PROVIDED MATERIAL START
PR #424, opened 2011-10-10
Code formatting

elkuku:
This fixes some remaining coding standards violations. Some of them have been introduced recently..

I was not quite sure how to handle multi line ifs
a)

``` ruby
if ($a
    && $b)
{
    true;
}
```

b)

``` ruby
if ($a
    && $b
)
{
    true;
}
```

The coding standard says that version b) is the good one.

I believe multiline ifs, function declarations, and function calls should be formatted in the same way. What do you think ?

Also: The only remaining errors are those "File is being conditionally included; use "include_once" instead" - what to do about that ?

So.. may we teach Mr. Jenkins (or ask Mr. Mc Lennan politely) to include the sniffer when approving pull requests ?

### DIFF
--- a/libraries/joomla/filesystem/folder.php
+++ b/libraries/joomla/filesystem/folder.php
@@ -577,7 +577,8 @@ abstract class JFolder
 		while (($file = readdir($handle)) !== false)
 		{
 			if ($file != '.' && $file != '..' && !in_array($file, $exclude)
-				&& (empty($excludefilter_string) || !preg_match($excludefilter_string, $file)))
+				&& (empty($excludefilter_string) || !preg_match($excludefilter_string, $file))
+			)
 			{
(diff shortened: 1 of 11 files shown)


LouisLandry:
I actually think I like (a) better, and agree fully that all of the multiline stuff should be consistent regardless of which we choose..  Also, I'd like to remove the "file is being conditionally included" sniff altogether.  I don't think there is a cut and dry way to verify what is good/bad there so it doesn't make sense for the code sniffer to look for it.

Thanks a ton for the work on these things.  It makes a huge difference.

eddieajau:
+1 for (a)

eddieajau:
Nikolai, I've pulled this one because it's a good patch, but would love it if you can change the rule to check for the (a) case you show above.  Thanks again!

PR #646, opened 2011-12-13
Fix an issue caused by pull request #554.

realityking:
We removed some jimports() without renaming the class so it can be picked up by the autoloader.


eddieajau:
Done. Thanks.

PR #648, opened 2011-12-14
Implement Github Forks API, add missing tests.

ianmacl:
This adds forks to the Github APIs handled by the platform and completes unit tests for these classes.


elkuku:
I believe those pesky checkstyle errors should be marked red `;-)`

PR #658, opened 2011-12-19
Add ability for JDatabase::quoteName to auto split and quote dotted strings

eddieajau:
Allows for the quoteName method to auto split and quote each part of a dotted string.  For example:

```
$db->quoteName('a.foo');
```

Will return `'a'.'foo'`.

Adds tests for quoteName and improves code coverage of JDatabase.


LouisLandry:
Some since tags need to be adjusted for 11.4, but this looks great.

eddieajau:
_sigh_ had one of those stuck-brain moments.  Fixed.

PR #661, opened 2011-12-19
Make more classes autoloadable.

realityking:
Remove some unnecessary jimport() calls.


eddieajau:
Are the unit tests running ok your end?

realityking:
Can't really check. My unit test set up is somehow broken, I really need to fix it.

elkuku:
It says something like the autoloader fails to autoload ;) http://elkuku.github.com/pulltester/pulls/661

realityking:
Is that from after my last push?

elkuku:
It features a time stamp ;)
But it seems to be taken before your last push - now the error is different.. http://elkuku.github.com/pulltester/pulls/661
PROVIDED MATERIAL END
- WHAT YOU HAVE TO DO: Filter the data, keeping only the lines that contain "calls".

- YOUR SOLUTION:
I believe multiline ifs, function declarations, and function calls should be formatted in the same way. What do you think ?
Remove some unnecessary jimport() calls.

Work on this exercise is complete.